Sasuke mengatakan jika Shion adalah mantan kekasihnya saat mereka kuliah dulu. Dan entah kenapa, Sakura sudah mengetahui hal itu bahkan sebelum Sasuke memberitahunya. Sikap Sasuke juga perilaku si ulat bulu sudah cukup menjadi bukti bahwa keduanya pernah terlibat dalam sebuah hubungan.
Kencan yang Sakura harapkan sempurna, harus berakhir berantakan karena kehadiran perempuan setengah gila itu.

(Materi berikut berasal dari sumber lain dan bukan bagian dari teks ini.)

PR #524, opened 2016-10-25
Support the Binary Parser in the Lifetime Testsuite

jkreindl:
This PR makes the Datastructures produced by both parsers comparable.

The reference output for the single test we excluded as part of this PR includes two basic blocks named %18 and %"18" as part of the same function block. This is an illegal situation since both names should be equivalent. This hints to either an error in the Textparser or a bug in Dragonegg.

### DIFF
--- a/projects/com.oracle.truffle.llvm.parser.bc.impl/src/com/oracle/truffle/llvm/parser/bc/impl/parser/bc/Parser.java
+++ b/projects/com.oracle.truffle.llvm.parser.bc.impl/src/com/oracle/truffle/llvm/parser/bc/impl/parser/bc/Parser.java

Semalam, Sakura bermaksud pulang dengan taksi. Namun, Sasuke bersikeras menahannya. Lelaki itu mengatakan ingin memperlihatkan sesuatu yang indah padanya pagi ini. Sakura menyetujui tanpa banyak mendebat. Suasana hatinya sudah buruk, dan bukan tak mungkin akan bertambah buruk jika ia berdebat dengan Sasuke. Kemudian, karena udara semakin dingin serta waktu sudah memasuki tengah malam,mereka memutuskan untuk menginap di salah satu hotel terdekat. Di dalam kamar yang berbeda, tentunya.

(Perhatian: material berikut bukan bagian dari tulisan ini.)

PR #527, opened 2016-10-28
Rewrite more parts of LLVMBitcodeVisitor to use factoryFacade - V2

jkreindl:


projects/com.oracle.truffle.llvm.parser.base/src/com/oracle/truffle/llvm/parser/base/facade/NodeFactoryFacade.java
```diff
@@ -84,7 +84,7 @@
     @Deprecated
     LLVMParserRuntime getRuntime();
 
-    LLVMExpressionNode createInsertElement(LLVMBaseType resultType, LLVMExpressionNode vector, com.intel.llvm.ireditor.lLVM_IR.Type vectorType, LLVMExpressionNode element, LLVMExpressionNode index);
+    LLVMExpressionNode createInsertElement(LLVMBaseType resultType, LLVMExpressionNode vector, LLVMExpressionNode target, LLVMExpressionNode element, LLVMExpressionNode index);
```
mrigger: I think we should not add an additional `target` node here. The `insertelement` instruction has three arguments, and that Native Sulong uses an intermediate allocation is only an implementation detail.

PR #528, opened 2016-10-31
Extend usage of LLVMParserRuntime

pointhi:
Based on the PR of @jkreindl #527 (I will rebase this PR when the other one is merged).

I extend the usage of ```LLVMParserRuntime``` into ```LLVMBitcodeInstructionVisitor```, ... which allows us to remove those repetitive ```method.getTargetDataLayout()``` which are required when calculating size, alignment, padding,...

This is also necessary work, because there are currently multiple (similar) functions which calculate alignment, size,... . With this PR I started unifying those code parts to use the calculation methods declared inside the different Types. Which means we can remove the duplicated ones currently declared inside Type Helper,...


mrigger:
Can you please rebase the change? We merged #527.

PR #530, opened 2016-11-04
Add new test infrastructure for SulongSuite

grimmerm:
With this PR we allow building Sulong Testsuite using mx.


mx.sulong/tools.py
```diff
@@ -0,0 +1,176 @@
...
+        try:
+            f = open('/dev/null', 'w')
+            return mx.run([mx_sulong.findLLVMProgram('clang'), '-S', '-emit-llvm', '-o', outputFile] + flags + [inputFile], out=f, err=f)
+        except SystemExit:
+            print 'Cannot compile %s' % (inputFile)
+        return -1
+
+    def compileReferenceFile(self, inputFile, outputFile, flags):
+        try:
+            f = open('/dev/null', 'w')
```
mrigger: That only works for Unix system. Could you solve that in a platform-independent way?

mx.sulong/tools.py
```diff
@@ -0,0 +1,176 @@
...
+        return -1
+
+class Opt(Tool):
+    def __init__(self, name, passes):
+        self.name = name
+        self.supportedLanguages = [ProgrammingLanguage.LLVMIR]
+        self.passes = passes
+
+    def supports(self, language):
+        print 'supports? %s' %(language.name)
```
mrigger: Is that left-over debug output or intended?

mx.sulong/tools.py
```diff
@@ -0,0 +1,176 @@
...
+
+Runtime.LLI = LLIRuntime()
+
+
+def getFileExtension(f):
+    _, ext = os.path.splitext(f)
+    return ext[1:]
+
+def getOutputName(inputFile, outputDir, tool, optimization, target):
+    base, _ = os.path.splitext(inputFile)
```
mrigger: It would be nice if you could add a one-line `"""` comment to explain what these functions do, similar to how we document in the other mx files

projects/com.oracle.truffle.llvm.test/src/com/oracle/truffle/llvm/test/alpha/SulongSuite.java
```diff
@@ -0,0 +1,87 @@
...
+import org.junit.runner.RunWith;
+import org.junit.runners.Parameterized;
+import org.junit.runners.Parameterized.Parameters;
+
+import com.oracle.truffle.llvm.LLVM;
+import com.oracle.truffle.llvm.runtime.options.LLVMBaseOptionFacade;
+import com.oracle.truffle.llvm.tools.util.ProcessUtil;
+
+@RunWith(Parameterized.class)
+public class SulongSuite {
```
mrigger: Can we add this test suite to our gate? Then we have the new code already tested.

mx.sulong/tools.py
```diff
@@ -0,0 +1,176 @@
...
+
+    outputDir = os.path.dirname(outputPath)
+    if not os.path.exists(outputDir):
+        os.makedirs(outputDir)
+    return '%s.%s' % (outputPath, target.exts[0])
+
+def multicompileFile(inputFile, outputDir, tools, flags, optimizations, target, optimizerTools):
+    base, ext = os.path.splitext(inputFile)
+    lang = ProgrammingLanguage.lookup(getFileExtension(inputFile))
+    for tool in tools:
```
mrigger: I think using generator expressions here would make the code more readable.

mx.sulong/tools.py
grimmerm: yeah, will use f = open(os.devnull, 'w')

projects/com.oracle.truffle.llvm.test/src/com/oracle/truffle/llvm/test/alpha/SulongSuite.java
grimmerm: I would like to wait until we remove the old SulongSuite by the new one.

PR #609, opened 2016-11-28
Fix relpath issue in Sulong's compiler tools and move sulong/test/cac…

grimmerm:
…he to sulong/cache


grimmerm:
That is tricky if it is the include file that changed. But yes, that would be awesome to have. But not in this PR.

mrigger:
Right, sorry for the confusion! We already have such a check as you said, and having a checksum on the bitcode level would defeat the purpose of caching. Just forget my suggestion. ;)

A detection on some files that have an influence on all test files could be an interesting addition in the future, as you suggested.

PR #613, opened 2016-11-29
Update import versions, and use new mx features in `llvm.pipe` project

rschatz:


mrigger:
Could you please also update the `README.md`? You can copy the changes from #587.

rschatz:
Whoops, missed that. Fixed.

PR #615, opened 2016-11-29
su-build command to build files

chrisseaton:
I'll switch to a native project for the Truffle library later, but for now I just need a way to make sure the `.bc` files are built.


grimmerm:
I do not like these fast solutions in the Sulong project. Given that we have a proper solution for that, I would prefer a clean implementation. Finding and doing these necessary refactorings will take much more time when done later on.

chrisseaton:
I can do a native project. But at the moment with the current system I've got no way to force this files to be built. This is fixing a bug in the current system so I can use it, until I can get around to improving it with a native project.

grimmerm:
see https://github.com/graalvm/sulong/pull/617

PR #625, opened 2016-12-01
Fix toi64node

mickjordan:


mickjordan:
My commit message all start with an uc character, so what is the problem? It's a ridiculous check IMHO anyway

grimmerm:
I did rebase your PR for you, which removed all old commits and resolves your gate failure.

PR #628, opened 2016-12-05
Output LLVM IR from parsed datastructures and allow creating those LLVM IR datastructures using java

pointhi:
This is some initial code, so we are able to generate ```LLVM IR``` using java written test definitions.

The required implementation work to make this possible only consists of two parts:
* A factory to simplify generating Instructions on the fly (Based on methods of ```InstructionGenerator```)
* A visitor which generates ```LLVM IR``` from a ```FunctionDefinition```

The remaining implementation details are already present in sulong. There was only the need to do some little altering of existing data structures, to simplify the generator code. (like changing some toString methodes to return the ```LLVM IR``` equivalent type name.


projects/com.oracle.truffle.llvm.parser.api/src/com/oracle/truffle/llvm/parser/api/model/enums/BinaryOperator.java
```diff
@@ -61,12 +61,18 @@ public static BinaryOperator decode(int opcode, boolean isFloatingPoint) {
...
+    BinaryOperator(int fpmap, String name) {
         this.fpmap = fpmap;
+        this.name = name;
     }
 
     private BinaryOperator fp() {
         return fpmap < 0 ? null : values()[fpmap];
     }
+
+    public String getName() {
```
jkreindl: I think this should rather be toString()

projects/com.oracle.truffle.llvm.writer/src/com/oracle/truffle/llvm/writer/facades/FunctionV32Writer.java
```diff
@@ -0,0 +1,221 @@
...
+            }
+        }
+
+        private static String createSymbolLabel(InstructionBlock s) {
+            return "label %" + createBranchLabel(s);
+        }
+
+        @Override
+        public void visit(AllocateInstruction allocate) {
+            List<String> sb = new ArrayList<>();
```
jkreindl: Could you please use a StringBuilder or, better yet, String.format() instead of lists in these methods.

projects/com.oracle.truffle.llvm.parser.api/src/com/oracle/truffle/llvm/parser/api/model/symbols/Symbol.java
```diff
@@ -37,6 +37,10 @@
 
     boolean hasName();
 
+    default String getName() {
+        return "<anon>";
```
jkreindl: Could you make this static and replace ValueSymbol.ANON with it?

projects/com.oracle.truffle.llvm.parser.api/src/com/oracle/truffle/llvm/parser/api/model/symbols/instructions/AllocateInstruction.java
```diff
@@ -81,4 +83,9 @@ public static AllocateInstruction fromSymbols(Symbols symbols, Type type, int co
         inst.count = symbols.getSymbol(count, inst);
         return inst;
     }
+
+    @Override
+    public String toString() {
+        return String.format("%s = %s %s, align %d", getName(), LLVMIR_LABEL, getPointeeType(), 1 << (getAlign() - 1));
```
jkreindl: In 'alloca' the explicit alignment is optional.

jkreindl:
@mrigger I agree that toString cannot always generate valid IR. However, I still think that having the toString methods generate at least partially valid IR would make debugging much easier. Perhaps we could have the toString methods return only the IR definition of a symbol and then use a visitor to take care of formatting, name associtation and printing.

mrigger:
@jkreindl sounds good! It is important to have good `toString` output, but it should be for the programmer's sake, and not for parsing it. Otherwise, we will have to stick to that `toString` implementation (see Effective Java "Item 10: Always override `toString`").

projects/com.oracle.truffle.llvm.parser.bc/src/com/oracle/truffle/llvm/parser/bc/parser/listeners/module/ModuleV32.java
```diff
@@ -55,14 +56,20 @@ protected void createFunction(long[] args) {
...
+        int initialiser = (int) args[2];
+        long linkage = args[3];
+        int align = (int) args[4];
 
-        generator.createGlobal(type, isConstant, initialiser, align, linkage);
+        long visibility = Visibility.DEFAULT.getEncodedValue();
+        if (args.length >= 7) {
+            visibility = args[6];
+        }
+        // Checkstyle: stop magic number name check
```
jkreindl: Yes it should.

projects/com.oracle.truffle.llvm.parser.api/src/com/oracle/truffle/llvm/parser/api/model/enums/CompareOperator.java
```diff
@@ -76,4 +76,21 @@ public static CompareOperator decode(long opcode) {
         }
         return null;
     }
+
+    private final boolean fp;
```
grimmerm: `fp` is not a good name.

pointhi:
@grimmerm, I think you can start reviewing this PR.

At the current state, some initial tests were implemented, which shows how the ```InstructionGeneratorFacade``` works and how the LLVM IR code looks like when we using the new ```toString``` methods.

PR #630, opened 2016-12-06
Support Priorities for Constructor and Destructor Attributes

jkreindl:


projects/com.oracle.truffle.llvm.parser.bc/src/com/oracle/truffle/llvm/parser/bc/LLVMBitcodeVisitor.java
```diff
@@ -348,10 +359,74 @@ private LLVMExpressionNode getGlobalVariable(GlobalValueSymbol global) {
...
+            final StructureConstant structureConstant = (StructureConstant) arrayConstant.getElement(i);
+            final Integer priorityConstant = LLVMSymbolResolver.evaluateIntegerConstant(structureConstant.getElement(0));
+            assert priorityConstant != null;
+            sortedStructors.add(priorityConstant, functionCall);
+        }
+
+        return sortedStructors.getAll();
+    }
+
+    private static final class SortedLLVMNodeList {
```
jkreindl: Java's PriorityQueue does not support priorities separate from the data objects and the specification of [toArray()](https://docs.oracle.com/javase/8/docs/api/java/util/PriorityQueue.html#toArray--) explicitly states that the elements do not follow a particular order. Considering these drawbacks I decided that an explicit implementation would require the least code.

mrigger: Thanks for the clarification! Would `Arrays.sort` be applicable to replace the list class? I think that maintaining our own list data structures is error-prone (maybe because I hardly ever achieve to implement a bug-free list implementation :smile:). If you think doing so is more complicated, we better keep the list implementation.

jkreindl: Arrays.sort() also does not support sorting keys separate from data values, so we would not get rid of the additional element class anyways. The list just seemed a bit more expressive than a solution with Arrays.sort(). Nonetheless, if you think its preferable I can do that too. I'll replace it tomorrow.

grimmerm: @jkreindl, please do not introduce a new collection implementation. As Manuel stated, this is error-prone.
If I understand your code correctly, you want to assign a priority to an `LLVMNode` and sort by this priority.

One trivial solution could be that you have 
```
class PriorityElement {
  final LLVMNode node;
  final int priority;
}

```
and have this in a sorted Collection. Use a comparator to sort by priorities.

PR #631, opened 2016-12-07
Sulong cleanup

grimmerm:
This PR contains a bunch of cleanup commits, which you should review commit by commit.

- Make `AllocationResult` a value type. There is no reference comparison of `AllocationResults` in the code nor do they escape. `ValueType` annotation can be applied.
- `System.arraycopy` can be dangerous, i've replaced many of those by a for-loop. AFAIK, if the array length and element type information is not available, it is much slower than a simple for-loop.
- Flatten `LLVM80BitFloat` and `LLVMIVarBit` class hierarchy: please always specialize on the actual type (not an abstract super type or interface;  specializations on the actual type avoid vcalls etc.)
- Flatten vector implementation and most importantly remove lambdas and generics. AFAIK, lambdas cause a bad startup. Hence, I've removed them. Also, avoid generics. In the previous implementation we would have constant boxing/unboxing.
- Vectors can by `ValueTypes`. 

Summary of small changes:
- adding `ExplodeLoop` annotation to all loops where it is obviously missing (and causes an escaping frame)
- adding dimensions to all `CompilationFinal` array fields (javadoc states that dimension information should be provided)
- adding `TruffleBoundary` to all methods that look dangerous for PE


projects/com.oracle.truffle.llvm.types/src/com/oracle/truffle/llvm/types/vector/LLVMDoubleVector.java
```diff
@@ -49,48 +55,90 @@ public static LLVMDoubleVector fromDoubleArray(LLVMAddress target, double[] vals
...
+        for (int i = 0; i < values.length; i++) {
+            values[i] = getValue(i);
+        }
+        return values;
+    }
+
     public LLVMDoubleVector add(LLVMAddress addr, LLVMDoubleVector right) {
-        return performOperation(addr, right, (a, b) -> a + b);
+        LLVMAddress currentAddr = addr;
+        for (int i = 0; i < nrElements; i++) {
```
mrigger: Removing the lambdas makes sense. However, we duplicated lots of code now. Could we instead use anonymous classes or use some other abstraction?

projects/com.oracle.truffle.llvm.nodes/src/com/oracle/truffle/llvm/nodes/cast/LLVMToI8VectorNode.java
```diff
@@ -39,29 +39,28 @@
...
 
         @Specialization
         public LLVMI8Vector executeI8Vector(LLVMAddress target, LLVMI16Vector from) {
-            return executeI8VectorBody(target, from);
+            return getI8(target, from);
+        }
+
+        @ExplodeLoop
+        private static LLVMI8Vector getI8(LLVMAddress target, LLVMI16Vector from) {
+            int length = from.getLength();
```
mrigger: Would be possible to have a common method for these casts?

projects/com.oracle.truffle.llvm.nodes/src/com/oracle/truffle/llvm/nodes/intrinsics/llvm/x86/LLVMX86_64BitVAStart.java
```diff
@@ -231,6 +225,7 @@ private static LLVMRuntimeType getArgumentType(Object arg) {
         return type;
     }
 
+    @ExplodeLoop
```
mrigger: Why do we need the `@ExplodeLoop` here? There are no node arrays which the PE should explode, or are there?

projects/com.oracle.truffle.llvm.nodes/src/com/oracle/truffle/llvm/nodes/func/LLVMCallNode.java
```diff
@@ -314,36 +295,35 @@ public LLVMFunctionCallChainStartNode(LLVMExpressionNode functionCallNode, LLVMF
...
+                return doExecute(frame, foreignExecute, function, args, toLLVM, chain.returnType);
             }
         }
 
-    }
-
-    public static Object[] convertToPrimitiveArgs(Object[] arguments) {
-        Object[] newArguments = new Object[arguments.length - LLVMCallNode.ARG_START_INDEX];
-        System.arraycopy(arguments, LLVMCallNode.ARG_START_INDEX, newArguments, 0, newArguments.length);
-        CompilerAsserts.compilationConstant(arguments.length);
```
mrigger: I do not think that it is a good idea to replace the `System.arraycopy` calls with the more verbose for loop. The `CompilerAsserts.compilationConstant` ensures that arguments.length is final, so Graal should be able to optimize the copy away.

"Ini tidak terlalu buruk." Asap yang keluar dari celah bibir Sakura menjadi tanda jika pagi ini udara benar-benar dingin. Perempuan gulali itu mengeratkan pegangan pada gelas berisi coklat panas yang ada di tangannya. Netra sebening embun pagi miliknya menatap lurus ke depan, di mana sinar keemasan yang berasal dari sang surya bersinar di cakrawala. "Ini ... indah."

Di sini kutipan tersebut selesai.